To sum it up, postmodernism need not be seen as a mortal enemy. In many ways it drives us back to complete and total dependence on God. It reminds us that he is the foundation for every area of life, whether it be logic or law. It shows us that there exists no neutral, impartial domains that we can lean on in addition to him. Postmodernism points out that we all have presuppositions, and that no one is unbiased. We all bring our assumptions to our experience; each fact about the world is theory-laden. The question then becomes, "Which presuppositions are true?" The answer is clear: the Christian worldview is true. It alone is the only escape from subjective nihilism, for it alone provides the necessary foundations to make the facts intelligible. This being the case, the Christian is able to glean what is good from postmodernism, and reject the extremes.

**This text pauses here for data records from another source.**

PR #2347, opened 2015-06-17
[Typescript] - upgrade to use 1.5-beta

bluong:
Developer actions:
* Please run `npm install` to upgrade to the latest compiler after this branch merges to develop.

QE:
* Regression pass please on the overall code.  We updated a tool that generates the entire JS.


bluong:
We updated a tool that affects our JS.  We should have a QE pass.

crmorford:
my tests look ok

aicioara:
Do we want to upgrade to the beta? After recent discussions about backwards compatibility with 1.4 it seems more like an overhead (i.e. figure out if a feature we use has been introduced in 1.5 or not)

bluong:
Based on prior discussion and the fact that 1.5 is hopefully due to be out any day now, let's hold off on the upgrade

aicioara:
This was second attempt. 3rd time lucky

PR #2348, opened 2015-06-17
[Tooling] - Adding grunt-jscs

bluong:
We currently have jshint helping us in our quicktests to make sure that our code is correct from a language perspective, however it does not cover aspects about code style (indentation + newline usage).

Since we are highly considering converting quicktest examples into website examples + so the javascript files are much readable at a later period of time, we should highly consider putting code style rules.

@crmorford Please weigh in if you think that using and maintaining this tool is not that helpful.  I personally think it would be nice if our code style in our quicktests was more consistent.


crmorford:
definitely think it's useful.

hzoo:
Maybe look into using a jscs [preset](http://jscs.info/overview.html#presets) to enforce a consistent style or make your own config - the [autofix feature](http://jscs.info/overview.html#cli) with `--fix` is pretty useful too!

PR #2349, opened 2015-06-17
Closest point performance improvement

### LINKED ISSUE #2195: getClosestPlotData() should use an efficient data structure
We're using getClosestPlotData() for interactive tooltips and the performance just isn't cutting it. The implementation should use an efficient space-partitioning data structure (i.e., kd-tree) to reduce query time to O(log n).

aicioara:
Closes #2195

Before: `660ms` http://jsfiddle.net/9emes3ud/2/ 
After: `1.5ms` http://jsfiddle.net/9emes3ud/3/
`600x` improvement

Stretching:
- 10 000 datapoints - `10ms` - http://jsfiddle.net/9emes3ud/4/ 
- 100 000 datapoints - `100ms` - http://jsfiddle.net/9emes3ud/5/ (mainly limited by the core rendering)

Bar Plot: 
- smooth: 100 bars - `1ms` - http://jsfiddle.net/9emes3ud/9/
- stretch: 5000 bars - `100ms` -  http://jsfiddle.net/9emes3ud/10/

---

Also as part of this PR: 
- Added `Utils.Window.deprecated()`
- deprecated `Plot._visibleOnPlot()`
- added `protected Plot._entityVisibleOnPlot(pixelPoint, datum, index, dataset)`

---

QE Notes: 
- Performance testing: closest points on Scatter Plot, Bar Plot, Line Plot should be improved 
- Regression pass: I changed the logic for retrieving closest points and for computing which data points are visible on the screen.


src/utils/windowUtils.ts
```diff
@@ -41,6 +41,30 @@ export module Utils {
...
+          .trim()
+          .split(/\s|@/)
+          .filter((keyword: string) => !keyword.match(/at/))[0];
+      } catch (err) {
+        callingMethod = "called";
+      }
+
+      Utils.Window.warn("Method " + callingMethod + " has been deprecated in version " + version +
+        ". Please refer to the release notes.");
+    }
```
bluong: How annoying would it be to separate this function into a separate PR?

aicioara: Not a lot, but since this introduces a deprecated function for the first time, we need the method anyway. I can alter the title of the PR if you want

bluong: In the future, you probably wnat to side branch this feature and then make a pull request for just `deprecated()`.  It'll make it substantially easier on the reviewer

plottable.d.ts
```diff
@@ -1251,7 +1258,7 @@ declare module Plottable {
         class Line extends Drawer {
             constructor(dataset: Dataset);
             protected _applyDefaultAttributes(selection: d3.Selection<any>): void;
-            selectionForIndex(index: number): d3.Selection<void>;
```
bluong: And... we have an API break?

src/drawers/areaDrawer.ts
```diff
@@ -16,7 +16,7 @@ export module Drawers {
     }
 
     public selectionForIndex(index: number) {
-      return this.renderArea().select(this.selector());
```
bluong: The more that I use `d3.select` the more that I get scared.  Can we instead use `this.renderArea()` instead of `d3`?

src/drawers/drawer.ts
```diff
@@ -170,7 +179,7 @@ export class Drawer {
    * Returns the D3 selection corresponding to the datum with the specified index.
    */
   public selectionForIndex(index: number) {
-    return d3.select(this._selection()[0][index]);
```
bluong: Use `this.renderArea()` instead of `d3`?

src/drawers/lineDrawer.ts
```diff
@@ -16,7 +16,7 @@ export module Drawers {
     }
 
     public selectionForIndex(index: number) {
-      return this.renderArea().select(this.selector());
```
bluong: Same as above

plottable.d.ts
aicioara: Yey...
I guess I can force cast it. If we look above at the drawer, the `selectionForIndex` actually returns a `d3.Selection<any>`. It's weird that this one diverged.

bluong:
This pull request is certainly doing a lot at once.

It is:
* Improvements at the plot level through `_datumVisibleOnPlot()`
* Improvements at the drawer level through `_cachedSelection`
* `deprecated()` addition

How hard would it be to split this into a side branch and then having 3 separate prs?

src/utils/windowUtils.ts
```diff
@@ -41,6 +41,30 @@ export module Utils {
       }
     }
 
+    /**
+     * To be used in the first line of a deprecated method
+     *
+     * @param {string} version The version when the tagged method became obsolete
+     */
+    export function deprecated(version: string) {
```
bluong: It may be useful to have an optional `message` parameter so we can say "Please use xMethod instead"

src/utils/windowUtils.ts
```diff
@@ -41,6 +41,30 @@ export module Utils {
       }
     }
 
+    /**
+     * To be used in the first line of a deprecated method
```
bluong: What does `deprecated()` do?  The action of the function should be the first sentence.  This sentence should probably go second.

src/utils/windowUtils.ts
```diff
@@ -41,6 +41,30 @@ export module Utils {
...
+
+      var callingMethod = "";
+
+      try {
+        callingMethod = (<any> new Error).stack
+          .split("\n")
+          .filter((step: string) => step.match(/http/))[1]
+          .trim()
+          .split(/\s|@/)
+          .filter((keyword: string) => !keyword.match(/at/))[0];
```
bluong: Errr... I have no idea what is happening here.  Please explain?  Probably through comments or some better organization

src/utils/windowUtils.ts
```diff
@@ -41,6 +41,30 @@ export module Utils {
...
+      } catch (err) {
+        callingMethod = "called";
```
bluong: Why would be have an error case?

src/plots/barPlot.ts
```diff
@@ -298,6 +299,24 @@ export module Plots {
       return Plottable.Utils.DOM.intersectsBBox(xRange, yRange, barBBox);
     }
 
+    protected _datumVisibleOnPlot(pixelPoint: Point, datum: any, index: number, dataset: Dataset) {
```
bluong: Why is the order like so?  Right now we have an order of
`datum`, `pixelPoint`, `index`, `dataset` consistently

src/drawers/areaDrawer.ts
aicioara: The newer version is faster because selection() is cached. The `d3.select` only puts the wrapper around the item. The old version is doing a DOM lookup for the `this.selector()` which is slower

src/plots/scatterPlot.ts
```diff
@@ -109,6 +110,21 @@ export module Plots {
       return Utils.DOM.intersectsBBox(xRange, yRange, translatedBbox);
     }
 
+    protected _datumVisibleOnPlot(pixelPoint: Point, datum: any, index: number, dataset: Dataset) {
+      var xRange = { min: 0, max: this.width() };
+      var yRange = { min: 0, max: this.height() };
+
+      var diameter = this.size().accessor(datum, index, dataset);
```
bluong: Please use `Plot._scaledAccessor()` in case the `size` is under a scale

src/plots/scatterPlot.ts
```diff
@@ -109,6 +110,21 @@ export module Plots {
...
+      var translatedBbox: SVGRect = {
```
bluong: Does this need to be explicitly typed `SVGRect`?

src/drawers/areaDrawer.ts
aicioara: On top of that, it is not consistent with the super implementation of selectionForIndex(). I was having different expectations from this method when I was playing with it and wasted some time figuring out that it is accessing the same data as the parent class but in a different way.

aicioara: Wait, maybe I misunderstood. I wait for you to finish the CR actually

src/plots/plot.ts
```diff
@@ -20,6 +20,11 @@ export module Plots {
   }
 }
 
+interface LightweightPlotEntity extends Plots.PlotEntity {
```
bluong: The name is a misnomer.  By having the prefix `Lightweight`, this implies that there are less items in `LightweightPlotEntity` than `Plots.PlotEntity` which is not the case.

src/plots/plot.ts
```diff
@@ -451,10 +456,24 @@ export class Plot extends Component {
    * @return {Plots.PlotEntity[]}
    */
   public entities(datasets = this.datasets()): Plots.PlotEntity[] {
-    var entities: Plots.PlotEntity[] = [];
+
```
bluong: Don't really care for the newline here.

src/plots/plot.ts
```diff
@@ -465,7 +484,9 @@ export class Plot extends Component {
           index: datasetIndex,
           dataset: dataset,
           position: position,
-          selection: drawer.selectionForIndex(validDatumIndex),
+          drawer: drawer,
+          validDatumIndex: validDatumIndex,
+          selection: null,
```
bluong: The fact that `selection` is null here sounds really mysterious.  Why can't this attribute be just defined instead?

src/plots/plot.ts
```diff
@@ -482,9 +503,10 @@ export class Plot extends Component {
    */
   public entityNearest(queryPoint: Point): Plots.PlotEntity {
     var closestDistanceSquared = Infinity;
-    var closest: Plots.PlotEntity;
-    this.entities().forEach((entity) => {
-      if (!this._visibleOnPlot(entity.datum, entity.position, entity.selection)) {
+    var closest: LightweightPlotEntity;
+    var entities = this._lightweightEntities();
```
bluong: Name variable to `lightweightEntities`

src/plots/plot.ts
```diff
@@ -482,9 +503,10 @@ export class Plot extends Component {
    */
   public entityNearest(queryPoint: Point): Plots.PlotEntity {
     var closestDistanceSquared = Infinity;
-    var closest: Plots.PlotEntity;
-    this.entities().forEach((entity) => {
-      if (!this._visibleOnPlot(entity.datum, entity.position, entity.selection)) {
+    var closest: LightweightPlotEntity;
```
bluong: Name variable to `closestLightweightPlotEntity`?

bluong:
Most of the PR looks fine aside from the idea of `LightweightPlotEntity`  I'm a bit unsure of the purpose of its existence

src/drawers/drawer.ts
aicioara: same

src/drawers/lineDrawer.ts
aicioara: same

plottable.d.ts
bluong: I would recommend force casting it I think in this case, unless our type here is just wrong

src/drawers/areaDrawer.ts
bluong: I essentially mean `this.renderArea().select(this.selection()[0][0])`

Whenever I see `d3.select`, I personally get scared that it'll look throughout the entire page for the selector, which can lead to bugs sometimes

src/plots/barPlot.ts
aicioara: The new ordering makes more sense because the `datum`, `index`, `dataset` are required for the accessor, so they belong to the same logical unit. I am not sure where else we have `datum`, `pixelPoint`, `index`, `dataset` in this order?

bluong: Would `_entityVisibleOnPlot` be a bad idea?

src/plots/plot.ts
aicioara: defined as?

aicioara:
`LightweightPlotEntity` is the core of the improvement. Basically, computing the `selection` for each entity was really time consuming. Therefore, we lazily compute it. That is why selection is set as null and only computed for the closest point. 

Now, I can see the source of confusion. The `LightweightPlotEntity` extents from `PlotEntity`, but that is not totally correct, as the `selection` field should be missing, and instead the `drawer` and `validDatumIndex` fields will be present (for later computation of `selector`). In the same time, I wanted this to inherit from `PlotEntity`, in case we want to add extra fields in the future.

Not really sure how to handle this.

src/drawers/areaDrawer.ts
aicioara: But this was the main source of improvement. If I do what you suggested, I have no more caching. Plus, the `d3.select()` and `whateverD3SelectionHere.select()` are essentially the same thing. By looking at the argument passed (an Element, not a string), you can tell that it will not look throughout the entire page

src/plots/barPlot.ts
aicioara: you mean I should rename it to that?

aicioara:
Writing some tests for the `deprecated()` method

src/drawers/areaDrawer.ts
bluong: Using the `renderArea()` getter does not reset the caching state (as it should).  So, I don't see why we shouldn't reduce the scope for d3 to search for the right selection

src/utils/windowUtils.ts
```diff
@@ -41,6 +41,35 @@ export module Utils {
       }
     }
 
+    /**
+     * Sends a warning to the console. The warning includes the version number of the deprecation,
+     * the name of the function which was deprecated and an optional message.
+     *
+     * Tu be used in the first line of a deprecated method.
```
bluong: "To be used"...

src/utils/windowUtils.ts
```diff
@@ -41,6 +41,35 @@ export module Utils {
       }
     }
 
+    /**
+     * Sends a warning to the console. The warning includes the version number of the deprecation,
```
bluong: Probably "Sends a deprecation warning to the console."?

src/utils/windowUtils.ts
```diff
@@ -41,6 +41,35 @@ export module Utils {
...
+     * the name of the function which was deprecated and an optional message.
+     *
+     * Tu be used in the first line of a deprecated method.
+     *
+     * @param {string} version The version when the tagged method became obsolete
+     * @param {string?} message Optional message to be shown with the warning
+     */
+    export function deprecated(version: string, message = "") {
+
```
bluong: I personally don't like the newline after the function declaration.  Not a big deal though

src/utils/windowUtils.ts
```diff
@@ -41,6 +41,35 @@ export module Utils {
...
+      var callingMethod = "";
+
+      try {
+        // Getting the name of the calling method through the stack trace.
+        callingMethod = (<any> new Error).stack
+          .split("\n")
+          .filter((step: string) => step.match(/http/))[1] // Just method names
+          .trim()
+          .split(/\s|@/) // Accounthing for both Chrome and Firefox
```
bluong: Accounting*

src/utils/windowUtils.ts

Diogenes Allen argues that "Christian theology has yet to become postmodern." It is still being plagued by modern rationalists, on one end, and premodern fundamentalism on the other. The modernist theologian continues to jettison doctrines which he deems unscientific or irrational, and the premodern theologian refuses to allow his doctrine to engage the world. A Postmodern theology is a worldview theology. It critiques rationalism by demonstrating the impossibility of reason apart from presupposing God; it rejects fideism and seclusion because it demonstrates that God is the basis for rationality, and that it speaks to all of life. Are the Christian churches ready to meet the challenge? As Allen says, "They have within their heritage immensely powerful ideas, not to mention a living Lord." Will the church embrace this and engage the world? It must, sooner or later.